Merge Intervals

Interview Prep

StandardIntervalsarrayssortingintervals

The problem

Given a collection of closed intervals, return the minimal set of intervals that covers exactly the same set of points (i.e., merge all overlapping ranges). Output order is by start position.

Pattern: sort then sweep

Sort by start. Then walk left to right, maintaining a single "open" interval at the end of the output. For each new interval: if its start is ≤ the open interval's end, they touch or overlap — extend the open interval's end. Otherwise close the open one and start a new one with the incoming interval.

Sorting is the only non-linear step. Once sorted, every interval is inspected exactly once. Total: O(n log n).

Solution

def merge(intervals: list[list[int]]) -> list[list[int]]:
    if not intervals: return []
    intervals.sort(key=lambda iv: iv[0])     # sort by start
    out = [intervals[0][:]]                  # copy to avoid mutating input
    for s, e in intervals[1:]:
        if s <= out[-1][1]:
            out[-1][1] = max(out[-1][1], e)  # overlap -> extend the open interval
        else:
            out.append([s, e])
    return out

Trace

intervals = [[1,3], [2,6], [8,10], [15,18]]
sort:        [[1,3], [2,6], [8,10], [15,18]]   (already sorted)

out = [[1,3]]
(s,e)=(2,6): 2 <= 3, extend out[-1][1] = max(3,6) = 6.   out=[[1,6]]
(s,e)=(8,10): 8 > 6, append.                              out=[[1,6],[8,10]]
(s,e)=(15,18): 15 > 10, append.                           out=[[1,6],[8,10],[15,18]]

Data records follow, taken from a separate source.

PR #3331, opened 2018-10-25
Fetch all should use the driver statement's fetchAll method

michaelcullum:
|      Q       |   A
|------------- | -----------
| Type         | bug
| BC Break     | no

#### Summary

At the moment it just loops over calling fetch instead of calling fetchAll on the ResultStatement which may mean losing performance gains implemented in fetchAll.


Ocramius (approved):
LGTM :+1:

Ocramius:
Thanks @michaelcullum!

Issue #3332, opened 2018-10-29
MsSQL Windows Authentication 


odinsey:
In dbal/lib/Doctrine/DBAL/Driver/SQLSrv/Driver.php:34

For sqlsrv_connect, if any UID nor PWD are provided in $driverOptions array, it will use Windows Authentication
BUT there are always those keys even if $username and $password are null.

Please add those keys to $driverOptions only if values are not null.

odinsey:
is doctrine dead ?

AlessandroMinoccheri:
Hi @odinsey, it could be amazing if you create a pull request about it because you know the problem and the solution. After discuss it with the community!
Try to create the pull request please

odinsey:
Ok it's done ;) please be gentle, it's my first public pull request.

Majkl578:
#3333 has been merged.

PR #3333, opened 2018-10-31
Allow windows (userless/passwordless) authentication for SQL Server

odinsey:
Adding Windows Authentication compatibility according to http://php.net/manual/en/function.sqlsrv-connect.php
"By default, the connection is attempted using Windows Authentication. To connect using SQL Server Authentication, include "UID" and "PWD" in the connection options array."

|      Q       |   A
|------------- | -----------
| Type         | bug
| BC Break     | no
| Fixed issues | #3332 

#### Summary

Simply don't provide useless drivers options.
because [] != ['UID'=>null, 'PWD'=>null]

Thx

### DIFF
--- a/lib/Doctrine/DBAL/Driver/SQLSrv/Driver.php
+++ b/lib/Doctrine/DBAL/Driver/SQLSrv/Driver.php
@@ -31,8 +31,13 @@ class Driver extends AbstractSQLServerDriver
             $driverOptions['CharacterSet'] = $params['charset'];
         }
 
-        $driverOptions['UID'] = $username;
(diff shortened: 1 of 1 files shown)


Ocramius (changes requested):
Is there a way to verify this behavior, somehow? Comparing two `SQLSrvConnection` instances produced by the `Driver`?

odinsey:
To verify this behavior you need at least Active Directory and Kerberos

Ocramius (approved):
LGTM :+1: 

@morozov do you have any idea if this can be verified somehow?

return [[1,6], [8,10], [15,18]]

Companion problem: Insert Interval

Given an already-sorted, non-overlapping list and a single new interval, insert it and merge as needed in O(n) — no sort required. The classic three-phase sweep: before, during, after.

def insert(intervals: list[list[int]], new: list[int]) -> list[list[int]]:
    """Assume intervals is already sorted and non-overlapping."""
    out, ns, ne = [], new[0], new[1]
    i, n = 0, len(intervals)

    # 1) intervals entirely before new -> emit as-is
    while i < n and intervals[i][1] < ns:
        out.append(intervals[i]); i += 1

    # 2) overlapping with new -> absorb
    while i < n and intervals[i][0] <= ne:
        ns = min(ns, intervals[i][0])
        ne = max(ne, intervals[i][1])
        i += 1
    out.append([ns, ne])

    # 3) intervals entirely after new -> emit as-is
    while i < n:
        out.append(intervals[i]); i += 1
    return out

Complexity

Merge Intervals: O(n log n) sort + O(n) sweep.
Insert Interval (sorted input): O(n).
Space: O(n) output, O(1) extra.

Variations worth knowing

Meeting Rooms: decide if any intervals overlap. Sort by start; check each pair of adjacent intervals.
Meeting Rooms II (min rooms needed): sweep-line with two sorted arrays (or a heap of end-times). The answer is the maximum overlap depth — count starts ahead of ends as you walk.
Non-overlapping Intervals (delete the fewest to make disjoint): greedy by earliest end, not start. Counter-intuitive but provably optimal.
Interval intersection (two sorted lists): walk both lists with two pointers; emit the intersection of the current pair if non-empty; advance whichever ends first.
Calendar / range marking with O(log n) updates: segment tree with lazy propagation. Heavyweight; only needed for online streams of intervals.